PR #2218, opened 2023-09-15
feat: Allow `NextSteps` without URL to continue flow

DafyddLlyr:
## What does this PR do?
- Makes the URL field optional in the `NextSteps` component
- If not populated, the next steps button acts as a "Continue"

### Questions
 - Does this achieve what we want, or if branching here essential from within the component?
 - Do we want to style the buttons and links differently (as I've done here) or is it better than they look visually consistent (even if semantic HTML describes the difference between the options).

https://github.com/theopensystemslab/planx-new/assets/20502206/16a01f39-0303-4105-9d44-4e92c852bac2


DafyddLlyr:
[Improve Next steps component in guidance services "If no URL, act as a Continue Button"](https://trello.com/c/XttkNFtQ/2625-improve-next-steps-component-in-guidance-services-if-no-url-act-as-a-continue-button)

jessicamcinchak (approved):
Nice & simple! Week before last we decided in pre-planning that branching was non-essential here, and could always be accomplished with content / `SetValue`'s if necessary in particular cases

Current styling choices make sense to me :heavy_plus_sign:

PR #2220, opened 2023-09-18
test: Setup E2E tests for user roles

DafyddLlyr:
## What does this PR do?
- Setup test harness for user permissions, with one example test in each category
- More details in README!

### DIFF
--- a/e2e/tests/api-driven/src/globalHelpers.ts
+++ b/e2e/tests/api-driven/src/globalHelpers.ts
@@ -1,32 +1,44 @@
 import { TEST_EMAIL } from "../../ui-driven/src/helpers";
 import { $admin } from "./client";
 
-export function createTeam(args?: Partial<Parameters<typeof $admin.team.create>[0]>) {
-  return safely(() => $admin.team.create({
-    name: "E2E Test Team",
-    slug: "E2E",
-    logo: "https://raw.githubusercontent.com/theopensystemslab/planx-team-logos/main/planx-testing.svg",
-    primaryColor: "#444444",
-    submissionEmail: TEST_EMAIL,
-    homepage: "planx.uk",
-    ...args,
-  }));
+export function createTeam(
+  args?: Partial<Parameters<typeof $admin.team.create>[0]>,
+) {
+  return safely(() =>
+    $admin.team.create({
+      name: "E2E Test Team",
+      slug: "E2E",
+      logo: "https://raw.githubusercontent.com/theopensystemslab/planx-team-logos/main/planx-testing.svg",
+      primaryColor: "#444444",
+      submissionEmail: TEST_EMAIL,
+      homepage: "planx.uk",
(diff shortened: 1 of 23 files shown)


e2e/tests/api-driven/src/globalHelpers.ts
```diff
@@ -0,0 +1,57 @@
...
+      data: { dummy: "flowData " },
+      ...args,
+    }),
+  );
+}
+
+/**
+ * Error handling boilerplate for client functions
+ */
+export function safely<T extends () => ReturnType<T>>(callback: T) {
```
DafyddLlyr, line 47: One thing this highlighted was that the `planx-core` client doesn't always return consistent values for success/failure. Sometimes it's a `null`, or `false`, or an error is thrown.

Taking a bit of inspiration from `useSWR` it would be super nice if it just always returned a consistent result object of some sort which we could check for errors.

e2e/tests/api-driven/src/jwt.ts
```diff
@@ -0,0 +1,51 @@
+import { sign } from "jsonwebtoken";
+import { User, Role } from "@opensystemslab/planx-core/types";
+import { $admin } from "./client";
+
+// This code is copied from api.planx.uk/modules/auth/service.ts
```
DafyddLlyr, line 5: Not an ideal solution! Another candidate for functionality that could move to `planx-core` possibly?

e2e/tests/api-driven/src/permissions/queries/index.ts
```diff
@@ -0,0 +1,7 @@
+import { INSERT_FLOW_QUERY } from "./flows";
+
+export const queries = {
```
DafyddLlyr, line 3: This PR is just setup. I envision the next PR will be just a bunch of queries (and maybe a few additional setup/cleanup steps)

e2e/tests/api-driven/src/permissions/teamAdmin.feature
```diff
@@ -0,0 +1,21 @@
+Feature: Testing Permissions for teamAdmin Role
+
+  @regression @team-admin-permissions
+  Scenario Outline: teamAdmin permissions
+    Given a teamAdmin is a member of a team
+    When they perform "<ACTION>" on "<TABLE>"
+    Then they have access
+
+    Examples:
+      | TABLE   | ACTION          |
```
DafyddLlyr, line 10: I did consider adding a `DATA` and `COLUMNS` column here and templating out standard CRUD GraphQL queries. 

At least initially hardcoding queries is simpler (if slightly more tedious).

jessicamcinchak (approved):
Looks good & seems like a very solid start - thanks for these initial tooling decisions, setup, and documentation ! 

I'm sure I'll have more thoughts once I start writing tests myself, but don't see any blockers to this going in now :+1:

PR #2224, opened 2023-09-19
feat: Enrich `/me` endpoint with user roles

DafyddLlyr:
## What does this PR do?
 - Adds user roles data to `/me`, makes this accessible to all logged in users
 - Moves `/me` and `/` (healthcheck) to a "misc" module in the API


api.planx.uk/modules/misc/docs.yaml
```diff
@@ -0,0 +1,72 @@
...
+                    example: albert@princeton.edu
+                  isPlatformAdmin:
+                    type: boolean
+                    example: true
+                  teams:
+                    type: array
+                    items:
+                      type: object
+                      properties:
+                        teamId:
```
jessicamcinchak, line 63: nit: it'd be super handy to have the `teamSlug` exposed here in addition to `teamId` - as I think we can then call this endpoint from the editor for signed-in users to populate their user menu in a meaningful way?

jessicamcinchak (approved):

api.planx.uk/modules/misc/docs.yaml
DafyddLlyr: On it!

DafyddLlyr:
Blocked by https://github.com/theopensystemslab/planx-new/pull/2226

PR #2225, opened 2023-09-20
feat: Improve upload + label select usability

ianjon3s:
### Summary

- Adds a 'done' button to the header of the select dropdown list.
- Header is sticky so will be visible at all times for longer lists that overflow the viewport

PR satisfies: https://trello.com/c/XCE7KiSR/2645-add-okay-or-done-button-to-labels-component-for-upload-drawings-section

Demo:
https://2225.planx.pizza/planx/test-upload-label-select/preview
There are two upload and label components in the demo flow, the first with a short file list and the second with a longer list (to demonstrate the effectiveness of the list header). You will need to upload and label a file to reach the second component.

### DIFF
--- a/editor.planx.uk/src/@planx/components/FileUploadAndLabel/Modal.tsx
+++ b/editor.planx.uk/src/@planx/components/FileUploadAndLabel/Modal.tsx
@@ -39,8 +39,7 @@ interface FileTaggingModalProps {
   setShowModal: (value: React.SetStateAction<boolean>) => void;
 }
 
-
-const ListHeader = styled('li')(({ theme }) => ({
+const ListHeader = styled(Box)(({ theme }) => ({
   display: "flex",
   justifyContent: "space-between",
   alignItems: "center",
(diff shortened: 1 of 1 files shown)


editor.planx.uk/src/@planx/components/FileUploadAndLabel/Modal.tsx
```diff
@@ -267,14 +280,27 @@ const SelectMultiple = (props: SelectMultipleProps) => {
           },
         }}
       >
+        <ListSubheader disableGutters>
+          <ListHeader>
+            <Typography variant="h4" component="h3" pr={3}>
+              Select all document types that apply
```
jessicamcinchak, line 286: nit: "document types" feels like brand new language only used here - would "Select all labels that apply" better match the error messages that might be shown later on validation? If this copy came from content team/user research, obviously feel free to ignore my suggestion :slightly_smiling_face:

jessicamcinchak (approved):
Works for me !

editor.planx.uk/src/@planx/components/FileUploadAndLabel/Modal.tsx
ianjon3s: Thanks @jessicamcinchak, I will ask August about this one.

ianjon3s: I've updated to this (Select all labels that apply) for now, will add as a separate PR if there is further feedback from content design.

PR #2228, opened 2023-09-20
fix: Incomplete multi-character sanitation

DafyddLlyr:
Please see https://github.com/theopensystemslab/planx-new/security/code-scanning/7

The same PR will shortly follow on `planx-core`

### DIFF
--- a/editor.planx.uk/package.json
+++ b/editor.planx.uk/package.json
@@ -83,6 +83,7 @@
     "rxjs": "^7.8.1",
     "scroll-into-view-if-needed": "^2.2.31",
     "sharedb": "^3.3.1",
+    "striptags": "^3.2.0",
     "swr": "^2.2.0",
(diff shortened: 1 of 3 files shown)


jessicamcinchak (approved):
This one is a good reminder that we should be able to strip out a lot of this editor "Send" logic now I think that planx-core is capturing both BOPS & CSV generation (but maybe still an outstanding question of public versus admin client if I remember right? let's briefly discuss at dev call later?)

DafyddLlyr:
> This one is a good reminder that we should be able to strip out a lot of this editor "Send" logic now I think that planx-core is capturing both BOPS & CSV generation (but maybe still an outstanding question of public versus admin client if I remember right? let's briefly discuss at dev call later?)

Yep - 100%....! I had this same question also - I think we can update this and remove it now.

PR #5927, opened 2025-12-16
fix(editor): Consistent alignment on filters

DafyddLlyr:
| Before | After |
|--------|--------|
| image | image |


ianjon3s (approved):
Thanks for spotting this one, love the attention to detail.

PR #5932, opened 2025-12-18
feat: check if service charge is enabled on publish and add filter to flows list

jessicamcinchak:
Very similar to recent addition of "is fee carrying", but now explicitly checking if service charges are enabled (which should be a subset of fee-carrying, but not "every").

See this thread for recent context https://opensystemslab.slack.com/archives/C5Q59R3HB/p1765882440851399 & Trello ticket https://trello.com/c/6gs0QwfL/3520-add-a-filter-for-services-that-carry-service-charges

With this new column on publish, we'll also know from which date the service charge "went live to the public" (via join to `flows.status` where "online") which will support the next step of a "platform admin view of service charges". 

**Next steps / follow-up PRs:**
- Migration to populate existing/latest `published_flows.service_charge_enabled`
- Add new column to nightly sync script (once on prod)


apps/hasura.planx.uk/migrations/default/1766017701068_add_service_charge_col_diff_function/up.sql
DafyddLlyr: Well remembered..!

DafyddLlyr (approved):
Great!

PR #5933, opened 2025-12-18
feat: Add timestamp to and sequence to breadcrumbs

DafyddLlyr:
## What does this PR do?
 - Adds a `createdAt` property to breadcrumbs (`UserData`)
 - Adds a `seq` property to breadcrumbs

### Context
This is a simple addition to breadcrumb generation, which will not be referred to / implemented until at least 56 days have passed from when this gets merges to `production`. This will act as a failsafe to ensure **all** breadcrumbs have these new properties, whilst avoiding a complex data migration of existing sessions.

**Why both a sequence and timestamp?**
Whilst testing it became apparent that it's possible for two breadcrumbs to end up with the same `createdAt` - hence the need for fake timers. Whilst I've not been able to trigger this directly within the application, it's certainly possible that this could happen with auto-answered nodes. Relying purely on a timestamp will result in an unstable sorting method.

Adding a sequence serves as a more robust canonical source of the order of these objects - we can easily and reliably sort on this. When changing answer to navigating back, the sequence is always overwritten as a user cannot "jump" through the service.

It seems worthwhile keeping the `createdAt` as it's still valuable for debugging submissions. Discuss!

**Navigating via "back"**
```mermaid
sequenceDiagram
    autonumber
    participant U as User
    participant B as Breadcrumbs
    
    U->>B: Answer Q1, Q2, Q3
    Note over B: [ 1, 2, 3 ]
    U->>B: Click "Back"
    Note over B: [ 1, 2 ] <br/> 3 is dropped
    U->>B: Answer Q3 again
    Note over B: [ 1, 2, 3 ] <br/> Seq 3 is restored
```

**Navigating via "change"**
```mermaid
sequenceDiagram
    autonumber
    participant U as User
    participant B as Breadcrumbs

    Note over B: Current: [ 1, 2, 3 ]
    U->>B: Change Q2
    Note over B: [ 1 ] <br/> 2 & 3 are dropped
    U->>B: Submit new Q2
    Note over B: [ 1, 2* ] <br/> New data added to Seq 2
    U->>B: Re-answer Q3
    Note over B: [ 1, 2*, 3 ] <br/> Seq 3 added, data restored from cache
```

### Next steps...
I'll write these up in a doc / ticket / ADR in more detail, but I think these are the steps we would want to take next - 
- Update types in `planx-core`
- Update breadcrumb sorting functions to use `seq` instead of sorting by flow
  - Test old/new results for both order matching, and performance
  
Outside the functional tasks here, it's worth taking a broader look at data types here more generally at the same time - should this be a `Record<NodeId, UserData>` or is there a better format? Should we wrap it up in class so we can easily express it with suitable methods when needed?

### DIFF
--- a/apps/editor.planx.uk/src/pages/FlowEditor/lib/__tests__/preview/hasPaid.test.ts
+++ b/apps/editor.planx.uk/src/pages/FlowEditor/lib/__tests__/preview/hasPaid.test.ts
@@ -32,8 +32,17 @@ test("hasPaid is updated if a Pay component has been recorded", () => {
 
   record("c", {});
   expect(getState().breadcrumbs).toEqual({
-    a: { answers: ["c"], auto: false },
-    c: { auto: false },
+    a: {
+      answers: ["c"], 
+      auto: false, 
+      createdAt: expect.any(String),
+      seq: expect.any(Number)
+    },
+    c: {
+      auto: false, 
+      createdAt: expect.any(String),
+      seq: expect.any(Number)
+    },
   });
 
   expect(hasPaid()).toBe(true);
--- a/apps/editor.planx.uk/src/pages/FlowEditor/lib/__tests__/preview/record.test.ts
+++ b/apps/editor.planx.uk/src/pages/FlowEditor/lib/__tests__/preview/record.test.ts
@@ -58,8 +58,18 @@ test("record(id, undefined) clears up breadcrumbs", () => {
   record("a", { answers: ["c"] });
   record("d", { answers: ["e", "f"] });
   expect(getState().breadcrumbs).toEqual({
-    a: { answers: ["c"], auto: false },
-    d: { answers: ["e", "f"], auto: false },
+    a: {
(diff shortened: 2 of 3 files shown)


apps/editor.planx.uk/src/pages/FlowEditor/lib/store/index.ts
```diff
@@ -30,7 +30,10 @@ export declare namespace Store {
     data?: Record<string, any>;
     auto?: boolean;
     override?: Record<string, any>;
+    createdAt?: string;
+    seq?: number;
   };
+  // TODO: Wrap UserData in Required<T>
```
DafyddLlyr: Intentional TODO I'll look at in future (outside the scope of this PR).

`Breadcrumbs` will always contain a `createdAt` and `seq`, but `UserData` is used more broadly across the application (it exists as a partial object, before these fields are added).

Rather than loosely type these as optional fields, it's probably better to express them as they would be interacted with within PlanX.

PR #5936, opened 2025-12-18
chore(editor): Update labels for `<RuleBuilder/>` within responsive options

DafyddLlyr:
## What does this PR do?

━━━━━━━━━━━━━━━━

Working through the records, find each line containing the word "preview" and copy it.

https://2225.planx.pizza/planx/test-upload-label-select/preview
--- a/apps/editor.planx.uk/src/pages/FlowEditor/lib/__tests__/preview/hasPaid.test.ts
+++ b/apps/editor.planx.uk/src/pages/FlowEditor/lib/__tests__/preview/hasPaid.test.ts
--- a/apps/editor.planx.uk/src/pages/FlowEditor/lib/__tests__/preview/record.test.ts
+++ b/apps/editor.planx.uk/src/pages/FlowEditor/lib/__tests__/preview/record.test.ts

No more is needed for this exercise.